(Collected data)
PR #182, opened 2023-01-13
feat: Support `opensafely pull databuilder`

### LINKED ISSUE #158: Update `pull` to treat Data Builder as other images
Modify `opensafely  pull` to automatically pull Data Builder images.

The image is currently explicitly excluded:

https://github.com/opensafely-core/opensafely-cli/blob/b3b66217652673ce1800b8971a4859e7343f76a6/opensafely/pull.py#L68-L70

A slight complexity is that we want to use `v0` for all Data Builder images rather than `latest`, so we need a bit of logic to vary the tag in this line:

https://github.com/opensafely-core/opensafely-cli/blob/b3b66217652673ce1800b8971a4859e7343f76a6/opensafely/pull.py#L75

Note that this is a somewhat short-term solution. We'd really like to move to specifying versions for all images, allow those versions to vary between studies and also simplify the surface and implementation of `opensafely pull`. However that's considered too much to bite off as part of the Data Builder work. So this issue is the minimum we can do to 1) allow researchers to easily use Data Builder and 2) set off on the right foot by at least requiring the version of Data Builder to be specified explicitly (everyone will have to specify `databuilder:v0` in their `pipeline.yaml`). This supersedes the discussion in the comments below.

evansd:
This implements the short-term fix as described in #158. When we publish `v1` of Data Builder we will need to update the tag here.

Longer term we'd like to move to a world where _all_ images use version tag rather than `latest`.

Closes #158

### DIFF
--- a/opensafely/pull.py
+++ b/opensafely/pull.py
@@ -65,14 +65,12 @@ def main(image="all", force=False, project=None):
     try:
         updated = False
         for image in images:
-            # currently databuilder is not published, so we ignore it when pulling
-            if image == "databuilder":
-                continue
             tag = f"{REGISTRY}/{image}"
             if force or tag in local_images:
                 updated = True
                 print(f"Updating OpenSAFELY {image} image")
-                subprocess.run(["docker", "pull", tag + ":latest"], check=True)
+                version = get_default_version_for_image(image)
+                subprocess.run(["docker", "pull", tag + f":{version}"], check=True)
 
         if updated:
             print("Cleaning up old images")
@@ -134,9 +132,6 @@ def get_local_images():
             continue
 
         name, sha = line.split("=", 1)
-        # currently databuilder is not published, so we ignore it
-        if "databuilder" in name:
-            continue
         images[name].append(sha)
 
     return images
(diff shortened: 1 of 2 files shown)


opensafely/pull.py
```diff
@@ -65,14 +65,12 @@ def main(image="all", force=False, project=None):
...
-            # currently databuilder is not published, so we ignore it when pulling
-            if image == "databuilder":
-                continue
             tag = f"{REGISTRY}/{image}"
             if force or tag in local_images:
                 updated = True
                 print(f"Updating OpenSAFELY {image} image")
-                subprocess.run(["docker", "pull", tag + ":latest"], check=True)
+                version = get_default_version_for_image(image)
+                subprocess.run(["docker", "pull", tag + f":{version}"], check=True)
```
bloodearnest, line 73: When we do `opensafely pull --project project.yaml` we pull the names and versions of images from the project.yaml.

If someone had `databuilder:tag` in their project, I think this would replace tag with `v0`.

We should probably only do this default tag dance in none project.yaml invocations?

bloodearnest: I now realise the previous code had the same issue, and would have forced `latest`

evansd: Yeah, this is very much the short-term fix. It effectively makes `v0` behave like `latest` for databuilder. At some point before too long we'll bump to `v1` and force the small handful of initial projects off `v0` as that won't be a supported version anymore.

But before we release `v2` of databuilder we'll need to solve this problem properly, however exactly we decide things should work.

As long as the behaviour here is no worse than it currently is for `latest` I think I'm happy.

bloodearnest (approved):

WHAT TO PRODUCE
Nothing in the entries should be skipped. Output them all exactly.

RESPONSE
PR #182, opened 2023-01-13
feat: Support `opensafely pull databuilder`

### LINKED ISSUE #158: Update `pull` to treat Data Builder as other images
Modify `opensafely  pull` to automatically pull Data Builder images.

The image is currently explicitly excluded:

https://github.com/opensafely-core/opensafely-cli/blob/b3b66217652673ce1800b8971a4859e7343f76a6/opensafely/pull.py#L68-L70

A slight complexity is that we want to use `v0` for all Data Builder images rather than `latest`, so we need a bit of logic to vary the tag in this line:

https://github.com/opensafely-core/opensafely-cli/blob/b3b66217652673ce1800b8971a4859e7343f76a6/opensafely/pull.py#L75

Note that this is a somewhat short-term solution. We'd really like to move to specifying versions for all images, allow those versions to vary between studies and also simplify the surface and implementation of `opensafely pull`. However that's considered too much to bite off as part of the Data Builder work. So this issue is the minimum we can do to 1) allow researchers to easily use Data Builder and 2) set off on the right foot by at least requiring the version of Data Builder to be specified explicitly (everyone will have to specify `databuilder:v0` in their `pipeline.yaml`). This supersedes the discussion in the comments below.

evansd:
This implements the short-term fix as described in #158. When we publish `v1` of Data Builder we will need to update the tag here.

Longer term we'd like to move to a world where _all_ images use version tag rather than `latest`.

Closes #158

### DIFF
--- a/opensafely/pull.py
+++ b/opensafely/pull.py
@@ -65,14 +65,12 @@ def main(image="all", force=False, project=None):
     try:
         updated = False
         for image in images:
-            # currently databuilder is not published, so we ignore it when pulling
-            if image == "databuilder":
-                continue
             tag = f"{REGISTRY}/{image}"
             if force or tag in local_images:
                 updated = True
                 print(f"Updating OpenSAFELY {image} image")
-                subprocess.run(["docker", "pull", tag + ":latest"], check=True)
+                version = get_default_version_for_image(image)
+                subprocess.run(["docker", "pull", tag + f":{version}"], check=True)
 
         if updated:
             print("Cleaning up old images")
@@ -134,9 +132,6 @@ def get_local_images():
             continue
 
         name, sha = line.split("=", 1)
-        # currently databuilder is not published, so we ignore it
-        if "databuilder" in name:
-            continue
         images[name].append(sha)
 
     return images
(diff shortened: 1 of 2 files shown)


opensafely/pull.py
```diff
@@ -65,14 +65,12 @@ def main(image="all", force=False, project=None):
...
-            # currently databuilder is not published, so we ignore it when pulling
-            if image == "databuilder":
-                continue
             tag = f"{REGISTRY}/{image}"
             if force or tag in local_images:
                 updated = True
                 print(f"Updating OpenSAFELY {image} image")
-                subprocess.run(["docker", "pull", tag + ":latest"], check=True)
+                version = get_default_version_for_image(image)
+                subprocess.run(["docker", "pull", tag + f":{version}"], check=True)
```
bloodearnest, line 73: When we do `opensafely pull --project project.yaml` we pull the names and versions of images from the project.yaml.

If someone had `databuilder:tag` in their project, I think this would replace tag with `v0`.

We should probably only do this default tag dance in none project.yaml invocations?

bloodearnest: I now realise the previous code had the same issue, and would have forced `latest`

evansd: Yeah, this is very much the short-term fix. It effectively makes `v0` behave like `latest` for databuilder. At some point before too long we'll bump to `v1` and force the small handful of initial projects off `v0` as that won't be a supported version anymore.

But before we release `v2` of databuilder we'll need to solve this problem properly, however exactly we decide things should work.

As long as the behaviour here is no worse than it currently is for `latest` I think I'm happy.

bloodearnest (approved):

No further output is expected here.